### Entries provided
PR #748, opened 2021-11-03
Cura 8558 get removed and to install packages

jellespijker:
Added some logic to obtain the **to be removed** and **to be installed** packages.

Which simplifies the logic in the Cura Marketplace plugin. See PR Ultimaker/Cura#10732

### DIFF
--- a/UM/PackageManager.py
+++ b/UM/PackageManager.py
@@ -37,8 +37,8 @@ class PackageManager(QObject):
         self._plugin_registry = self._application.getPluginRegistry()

### Directions for this task
Copy out the lines of the data where the string "packages" occurs.

### Answer for this exercise
Cura 8558 get removed and to install packages
Added some logic to obtain the **to be removed** and **to be installed** packages.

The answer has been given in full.